Its total population of 2.3 million is now collectively bigger than the nations of Fiji, Luxembourg, Iceland, Vanuatu, Samoa, Tonga, Greenland, Lichtenstein and Nauru.

THE MAGIC BULLET

Mr Alexander remains confident that high-speed rail will be rolled out in the near future, ending 45 years of empty promises with the creation of a Sydney “megacity”, stretching from Newcastle to Nowra.

High-speed rail is not a pipe dream, according to Mr Alexander.

 

“The concept of a Sydney megacity with, say, 15 million people can work if you have three or four million in the Newcastle area, 25 minutes from Sydney (via high-speed rail), and a couple of million people in the Gosford and Ourimbah area, just 15 minutes from Homebush (which would be Sydney’s new terminus), and the same with Wollongong,” he said.

“And you’d also look at the Southern Highlands, Goulburn and Nowra, and how many people you can get into there.

“What this all does by spreading the population, through strategic decentralisation, is taking traffic off the roads, giving a pressure-release valve for Sydney, and in turn allowing it to retrofit infrastructure.

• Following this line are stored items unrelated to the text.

PR #13482, opened 2022-10-07
for calendar entries if event shortdesc is very short use normal description

ztNFny:
Creating a calendar entry for an event adds the URL and shortdesc as the entries description.
While for OC shortdesc usually contains some information for GC it has nothing but the date. With this PR if shortdesc doesn't have any meaningful content (defined by being <150 chars) description is used for the calendar entry instead.

Before:

After:


ztNFny:
retest this please

moving-bits:
Failing tests are unrelated, so let's merge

“Fundamentally, we need to stop all this ad hoc planning that’s going on across Sydney. We need a national plan for 50 years and beyond.

A NET REWARD

It’s not game, set, match yet for John Alexander’s political career.

Contrary to reports over the past year, the 67-year-old Aussie tennis great says he has not contemplated heading to the back-courts of retirement and would seek preselection to contest the seat of Bennelong at next year’s federal poll.

“I’ve never considered retirement. The greatest fear I’ve got is having nothing to do,” said Mr Alexander, who has just moved his electorate office to Beecroft Rd in Epping, ironically due to development.

The only way is up for the Liberal Party, Mr Alexander says. Picture: Adam Yip

 

“I never would have imagined doing this type of work when I was playing professional tennis, developing sports clubs, doing PR and that sort of thing.

“I thought it was just a case of bringing some good ideas to the table. So it took some time to get my head around all the different (government) systems, but it’s very rewarding work.”

“JA” had a five per cent swing against him a year ago at a by-election sparked by the dual citizenship fiasco.

Since then, his government has further imploded with the dumping of Malcolm Turnbull as Prime Minister, and the Liberal Party suffered a humiliating defeat in the Victorian election at the weekend.

Asked whether the Liberals could recover in time for the 2019 federal poll — due in May — he said: “I think we have a good plan for Australia’s future.

 

“(New PM) Scott Morrison is so much more accessible (than Mr Turnbull) to the average person. He’s an average Australian suburban guy who, like all of our Prime Ministers, has a fantastic wife (Jenny).

“He’s inherited a terribly difficult situation, but I think he is someone who many Australians can relate to.”